(Beginning of Supplied data)
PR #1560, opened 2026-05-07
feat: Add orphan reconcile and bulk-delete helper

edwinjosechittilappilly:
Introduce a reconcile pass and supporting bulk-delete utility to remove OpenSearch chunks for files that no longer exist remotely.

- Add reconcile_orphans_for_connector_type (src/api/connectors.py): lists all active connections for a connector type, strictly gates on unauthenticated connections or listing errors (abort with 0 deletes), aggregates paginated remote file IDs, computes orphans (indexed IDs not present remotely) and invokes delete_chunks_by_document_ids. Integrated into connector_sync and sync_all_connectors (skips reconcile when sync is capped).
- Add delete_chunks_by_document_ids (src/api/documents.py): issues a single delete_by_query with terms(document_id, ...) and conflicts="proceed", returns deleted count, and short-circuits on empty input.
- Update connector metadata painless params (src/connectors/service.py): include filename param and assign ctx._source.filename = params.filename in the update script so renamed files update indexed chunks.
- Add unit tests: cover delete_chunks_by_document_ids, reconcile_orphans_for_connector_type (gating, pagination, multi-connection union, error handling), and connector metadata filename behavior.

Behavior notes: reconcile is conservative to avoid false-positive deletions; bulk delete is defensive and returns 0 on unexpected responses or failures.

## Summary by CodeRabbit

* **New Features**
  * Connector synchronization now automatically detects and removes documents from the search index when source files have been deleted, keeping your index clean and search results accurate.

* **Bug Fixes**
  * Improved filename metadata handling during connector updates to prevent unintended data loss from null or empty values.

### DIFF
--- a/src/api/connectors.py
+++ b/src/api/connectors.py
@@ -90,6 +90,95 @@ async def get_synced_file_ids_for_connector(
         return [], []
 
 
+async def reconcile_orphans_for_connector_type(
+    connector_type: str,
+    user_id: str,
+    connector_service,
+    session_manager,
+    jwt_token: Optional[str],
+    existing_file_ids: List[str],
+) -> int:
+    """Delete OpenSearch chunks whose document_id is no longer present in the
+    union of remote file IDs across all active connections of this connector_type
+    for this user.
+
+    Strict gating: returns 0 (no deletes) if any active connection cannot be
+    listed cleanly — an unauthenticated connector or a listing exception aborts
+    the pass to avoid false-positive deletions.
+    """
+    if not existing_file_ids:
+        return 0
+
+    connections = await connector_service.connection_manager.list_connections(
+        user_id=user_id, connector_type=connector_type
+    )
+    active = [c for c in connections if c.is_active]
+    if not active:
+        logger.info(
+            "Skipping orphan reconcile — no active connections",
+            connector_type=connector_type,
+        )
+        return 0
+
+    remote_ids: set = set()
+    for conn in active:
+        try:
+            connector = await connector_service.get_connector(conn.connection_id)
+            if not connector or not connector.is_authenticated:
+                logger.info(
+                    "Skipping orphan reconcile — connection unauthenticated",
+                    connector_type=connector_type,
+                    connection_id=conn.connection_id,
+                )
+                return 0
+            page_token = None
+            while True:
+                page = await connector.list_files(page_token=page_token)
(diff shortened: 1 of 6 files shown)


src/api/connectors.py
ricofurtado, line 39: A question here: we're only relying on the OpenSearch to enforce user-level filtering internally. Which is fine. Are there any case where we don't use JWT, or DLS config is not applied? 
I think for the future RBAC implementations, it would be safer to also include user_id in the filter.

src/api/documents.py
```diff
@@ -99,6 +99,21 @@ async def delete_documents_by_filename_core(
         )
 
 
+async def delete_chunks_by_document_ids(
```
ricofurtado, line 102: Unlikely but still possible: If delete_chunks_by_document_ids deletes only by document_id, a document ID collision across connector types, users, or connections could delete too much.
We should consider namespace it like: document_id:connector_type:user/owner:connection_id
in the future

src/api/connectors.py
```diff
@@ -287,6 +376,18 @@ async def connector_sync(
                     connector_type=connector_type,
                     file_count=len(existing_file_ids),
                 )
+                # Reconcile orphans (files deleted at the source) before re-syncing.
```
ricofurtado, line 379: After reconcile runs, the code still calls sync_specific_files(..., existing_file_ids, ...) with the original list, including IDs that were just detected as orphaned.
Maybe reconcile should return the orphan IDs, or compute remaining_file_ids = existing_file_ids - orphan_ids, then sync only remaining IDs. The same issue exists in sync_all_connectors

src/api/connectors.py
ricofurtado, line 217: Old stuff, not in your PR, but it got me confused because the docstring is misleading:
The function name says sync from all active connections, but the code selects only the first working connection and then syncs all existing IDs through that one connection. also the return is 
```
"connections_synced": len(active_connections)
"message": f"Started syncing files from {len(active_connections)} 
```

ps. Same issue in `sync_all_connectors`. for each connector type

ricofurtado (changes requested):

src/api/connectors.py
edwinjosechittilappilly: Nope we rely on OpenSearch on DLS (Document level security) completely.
(End of Supplied data)
● **Work order**:
A word-for-word restatement of the lines running from the one with "The function name" to the last line of the records is the whole answer.

● **Reply to the exercise**:
The function name says sync from all active connections, but the code selects only the first working connection and then syncs all existing IDs through that one connection. also the return is 
```
"connections_synced": len(active_connections)
"message": f"Started syncing files from {len(active_connections)} 
```

ps. Same issue in `sync_all_connectors`. for each connector type

ricofurtado (changes requested):

src/api/connectors.py
edwinjosechittilappilly: Nope we rely on OpenSearch on DLS (Document level security) completely.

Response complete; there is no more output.